EXERCISE DETAILS
Using the entries below, copy out all lines where "simplify" is found.

Records from a data source
┄┄┄┄┄┄┄┄┄┄┄┄┄┄┄┄┄┄┄┄

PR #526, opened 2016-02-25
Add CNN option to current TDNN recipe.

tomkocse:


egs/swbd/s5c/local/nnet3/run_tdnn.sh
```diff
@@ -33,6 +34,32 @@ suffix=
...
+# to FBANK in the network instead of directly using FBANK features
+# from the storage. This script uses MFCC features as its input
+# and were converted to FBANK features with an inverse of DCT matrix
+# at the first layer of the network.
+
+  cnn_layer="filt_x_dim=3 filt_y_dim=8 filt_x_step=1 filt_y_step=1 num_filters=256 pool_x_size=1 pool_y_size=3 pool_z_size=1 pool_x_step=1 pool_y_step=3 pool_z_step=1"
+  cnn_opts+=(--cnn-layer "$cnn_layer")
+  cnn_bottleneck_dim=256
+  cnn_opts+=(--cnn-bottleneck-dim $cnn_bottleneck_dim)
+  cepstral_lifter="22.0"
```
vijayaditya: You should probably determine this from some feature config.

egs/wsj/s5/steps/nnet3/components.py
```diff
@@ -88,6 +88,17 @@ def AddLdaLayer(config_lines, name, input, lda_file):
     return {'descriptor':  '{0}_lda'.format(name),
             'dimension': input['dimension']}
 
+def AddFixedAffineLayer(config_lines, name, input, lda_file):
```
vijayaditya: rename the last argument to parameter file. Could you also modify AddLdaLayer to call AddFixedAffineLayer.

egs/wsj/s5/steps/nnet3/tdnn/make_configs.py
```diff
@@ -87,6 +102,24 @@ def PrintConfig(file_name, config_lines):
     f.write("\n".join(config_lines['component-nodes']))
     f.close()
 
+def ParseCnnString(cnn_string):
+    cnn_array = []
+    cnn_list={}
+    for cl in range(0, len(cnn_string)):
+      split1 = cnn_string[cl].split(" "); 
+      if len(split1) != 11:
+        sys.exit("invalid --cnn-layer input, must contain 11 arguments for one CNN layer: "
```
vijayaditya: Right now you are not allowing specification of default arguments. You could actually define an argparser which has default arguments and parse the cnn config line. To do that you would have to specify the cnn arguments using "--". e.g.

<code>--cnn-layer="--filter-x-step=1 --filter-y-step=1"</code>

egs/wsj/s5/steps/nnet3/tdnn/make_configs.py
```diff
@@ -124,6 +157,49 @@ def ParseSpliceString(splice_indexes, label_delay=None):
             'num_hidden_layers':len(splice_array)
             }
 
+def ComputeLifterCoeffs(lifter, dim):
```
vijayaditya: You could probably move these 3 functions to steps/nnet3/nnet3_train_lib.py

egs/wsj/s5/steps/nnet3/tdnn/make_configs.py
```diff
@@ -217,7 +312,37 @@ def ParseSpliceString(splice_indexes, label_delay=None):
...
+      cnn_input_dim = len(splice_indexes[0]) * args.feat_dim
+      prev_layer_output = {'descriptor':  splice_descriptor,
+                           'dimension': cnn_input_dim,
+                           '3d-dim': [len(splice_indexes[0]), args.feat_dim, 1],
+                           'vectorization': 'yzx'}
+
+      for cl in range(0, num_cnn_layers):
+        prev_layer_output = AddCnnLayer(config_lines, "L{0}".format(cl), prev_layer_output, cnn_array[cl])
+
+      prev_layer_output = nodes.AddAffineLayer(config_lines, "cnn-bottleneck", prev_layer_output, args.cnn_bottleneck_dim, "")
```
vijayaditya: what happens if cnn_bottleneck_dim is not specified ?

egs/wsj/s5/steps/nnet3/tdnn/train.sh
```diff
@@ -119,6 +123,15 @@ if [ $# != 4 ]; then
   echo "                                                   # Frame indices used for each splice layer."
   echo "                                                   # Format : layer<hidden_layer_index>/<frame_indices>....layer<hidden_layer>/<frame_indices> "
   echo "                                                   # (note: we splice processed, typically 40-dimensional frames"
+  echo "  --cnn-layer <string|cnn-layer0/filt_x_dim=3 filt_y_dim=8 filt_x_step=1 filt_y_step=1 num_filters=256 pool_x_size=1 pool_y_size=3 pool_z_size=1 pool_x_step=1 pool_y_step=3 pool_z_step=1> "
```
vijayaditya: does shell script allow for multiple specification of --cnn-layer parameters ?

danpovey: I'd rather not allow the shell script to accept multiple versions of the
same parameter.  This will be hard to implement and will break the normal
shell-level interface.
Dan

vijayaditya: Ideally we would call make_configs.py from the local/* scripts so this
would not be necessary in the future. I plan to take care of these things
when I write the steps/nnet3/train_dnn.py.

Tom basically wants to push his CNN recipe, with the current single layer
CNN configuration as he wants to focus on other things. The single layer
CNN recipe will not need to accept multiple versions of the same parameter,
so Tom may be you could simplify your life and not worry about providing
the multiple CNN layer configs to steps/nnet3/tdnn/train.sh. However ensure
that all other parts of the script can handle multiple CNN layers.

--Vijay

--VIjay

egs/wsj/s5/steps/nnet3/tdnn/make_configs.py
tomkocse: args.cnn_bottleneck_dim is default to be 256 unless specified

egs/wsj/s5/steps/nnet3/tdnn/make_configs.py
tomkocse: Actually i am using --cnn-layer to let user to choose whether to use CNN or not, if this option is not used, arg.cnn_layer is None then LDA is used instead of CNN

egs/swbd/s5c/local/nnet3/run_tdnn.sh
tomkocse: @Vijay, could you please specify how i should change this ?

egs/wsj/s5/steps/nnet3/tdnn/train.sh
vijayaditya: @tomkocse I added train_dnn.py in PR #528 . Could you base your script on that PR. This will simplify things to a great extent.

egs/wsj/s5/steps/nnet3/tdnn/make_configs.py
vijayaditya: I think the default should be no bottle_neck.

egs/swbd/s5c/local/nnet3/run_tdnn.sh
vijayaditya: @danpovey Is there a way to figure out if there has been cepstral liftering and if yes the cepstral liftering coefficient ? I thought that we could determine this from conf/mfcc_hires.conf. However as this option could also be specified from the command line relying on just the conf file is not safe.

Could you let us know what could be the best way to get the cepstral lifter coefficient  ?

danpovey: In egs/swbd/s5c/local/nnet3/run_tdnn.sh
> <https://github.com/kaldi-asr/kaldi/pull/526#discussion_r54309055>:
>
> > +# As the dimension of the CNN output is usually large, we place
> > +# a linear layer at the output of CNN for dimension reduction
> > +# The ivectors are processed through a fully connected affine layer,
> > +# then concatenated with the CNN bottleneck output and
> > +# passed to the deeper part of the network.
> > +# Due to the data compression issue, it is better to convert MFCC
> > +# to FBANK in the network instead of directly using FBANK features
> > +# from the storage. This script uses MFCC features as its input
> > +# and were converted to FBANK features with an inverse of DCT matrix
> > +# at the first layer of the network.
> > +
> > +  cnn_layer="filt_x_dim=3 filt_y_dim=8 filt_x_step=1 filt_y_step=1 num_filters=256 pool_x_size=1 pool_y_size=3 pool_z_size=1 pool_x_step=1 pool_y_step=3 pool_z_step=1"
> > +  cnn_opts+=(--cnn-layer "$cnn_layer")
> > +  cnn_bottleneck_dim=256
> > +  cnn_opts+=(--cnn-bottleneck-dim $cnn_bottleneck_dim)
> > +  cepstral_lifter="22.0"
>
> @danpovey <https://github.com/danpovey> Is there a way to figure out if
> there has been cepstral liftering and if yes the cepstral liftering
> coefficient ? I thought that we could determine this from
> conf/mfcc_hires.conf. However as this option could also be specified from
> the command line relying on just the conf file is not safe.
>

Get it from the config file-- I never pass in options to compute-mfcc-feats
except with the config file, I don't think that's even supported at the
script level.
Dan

┄┄┄┄┄┄┄┄┄┄┄┄┄┄┄┄┄┄┄┄

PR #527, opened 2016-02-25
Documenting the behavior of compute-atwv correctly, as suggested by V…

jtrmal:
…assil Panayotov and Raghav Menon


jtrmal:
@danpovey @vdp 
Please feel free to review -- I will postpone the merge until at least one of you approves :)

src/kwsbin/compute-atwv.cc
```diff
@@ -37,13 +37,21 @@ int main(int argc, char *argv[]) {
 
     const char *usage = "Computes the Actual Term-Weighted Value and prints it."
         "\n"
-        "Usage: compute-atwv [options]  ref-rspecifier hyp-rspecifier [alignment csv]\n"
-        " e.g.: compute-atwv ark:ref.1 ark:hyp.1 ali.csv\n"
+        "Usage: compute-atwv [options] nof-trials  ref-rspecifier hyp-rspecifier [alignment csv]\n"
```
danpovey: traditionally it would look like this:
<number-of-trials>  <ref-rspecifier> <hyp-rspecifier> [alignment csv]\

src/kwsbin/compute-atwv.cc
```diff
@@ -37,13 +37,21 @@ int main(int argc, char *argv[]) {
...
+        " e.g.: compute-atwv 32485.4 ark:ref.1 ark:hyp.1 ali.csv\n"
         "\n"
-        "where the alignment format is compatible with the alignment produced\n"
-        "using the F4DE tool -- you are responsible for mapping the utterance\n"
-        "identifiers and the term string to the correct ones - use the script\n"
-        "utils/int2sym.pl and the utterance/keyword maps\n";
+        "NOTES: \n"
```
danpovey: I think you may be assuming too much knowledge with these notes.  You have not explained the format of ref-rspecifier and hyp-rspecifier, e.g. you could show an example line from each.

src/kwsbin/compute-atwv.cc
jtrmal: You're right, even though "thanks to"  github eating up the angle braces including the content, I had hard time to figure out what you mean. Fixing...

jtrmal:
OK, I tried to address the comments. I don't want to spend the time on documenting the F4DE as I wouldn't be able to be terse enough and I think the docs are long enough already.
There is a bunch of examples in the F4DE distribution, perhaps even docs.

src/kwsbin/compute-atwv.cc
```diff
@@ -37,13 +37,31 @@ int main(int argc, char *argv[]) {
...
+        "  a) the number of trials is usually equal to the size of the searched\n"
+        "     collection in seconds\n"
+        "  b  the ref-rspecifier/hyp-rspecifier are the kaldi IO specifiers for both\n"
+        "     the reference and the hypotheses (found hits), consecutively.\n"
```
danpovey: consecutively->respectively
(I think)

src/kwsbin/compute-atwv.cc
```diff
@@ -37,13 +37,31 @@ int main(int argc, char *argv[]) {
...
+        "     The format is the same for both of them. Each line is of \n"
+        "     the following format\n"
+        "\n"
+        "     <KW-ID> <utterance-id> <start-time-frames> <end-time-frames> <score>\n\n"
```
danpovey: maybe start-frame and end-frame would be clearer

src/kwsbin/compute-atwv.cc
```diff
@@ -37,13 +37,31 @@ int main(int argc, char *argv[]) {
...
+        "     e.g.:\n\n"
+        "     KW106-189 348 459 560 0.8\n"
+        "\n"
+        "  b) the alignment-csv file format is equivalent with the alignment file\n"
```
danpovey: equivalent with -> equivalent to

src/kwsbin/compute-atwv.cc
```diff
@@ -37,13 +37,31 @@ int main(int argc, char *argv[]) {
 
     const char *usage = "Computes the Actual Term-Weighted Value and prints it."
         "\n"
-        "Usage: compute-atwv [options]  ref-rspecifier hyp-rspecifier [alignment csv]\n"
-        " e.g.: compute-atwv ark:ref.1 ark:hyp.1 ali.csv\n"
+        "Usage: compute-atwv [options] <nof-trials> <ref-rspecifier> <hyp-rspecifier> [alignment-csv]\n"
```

┄┄┄┄┄┄┄┄┄┄┄┄┄┄┄┄┄┄┄┄

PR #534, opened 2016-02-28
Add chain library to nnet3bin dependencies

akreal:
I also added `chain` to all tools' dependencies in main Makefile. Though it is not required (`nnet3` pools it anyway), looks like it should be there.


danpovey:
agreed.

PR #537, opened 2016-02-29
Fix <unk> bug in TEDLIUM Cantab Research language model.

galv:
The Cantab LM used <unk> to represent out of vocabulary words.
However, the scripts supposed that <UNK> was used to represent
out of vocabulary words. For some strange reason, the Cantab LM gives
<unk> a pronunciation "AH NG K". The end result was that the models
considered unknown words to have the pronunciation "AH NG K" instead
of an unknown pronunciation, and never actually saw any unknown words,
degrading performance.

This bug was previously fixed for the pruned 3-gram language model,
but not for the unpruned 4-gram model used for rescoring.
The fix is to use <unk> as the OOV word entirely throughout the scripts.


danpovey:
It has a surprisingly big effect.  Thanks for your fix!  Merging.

┄┄┄┄┄┄┄┄┄┄┄┄┄┄┄┄┄┄┄┄

TASK ANSWER
so Tom may be you could simplify your life and not worry about providing
vijayaditya: @tomkocse I added train_dnn.py in PR #528 . Could you base your script on that PR. This will simplify things to a great extent.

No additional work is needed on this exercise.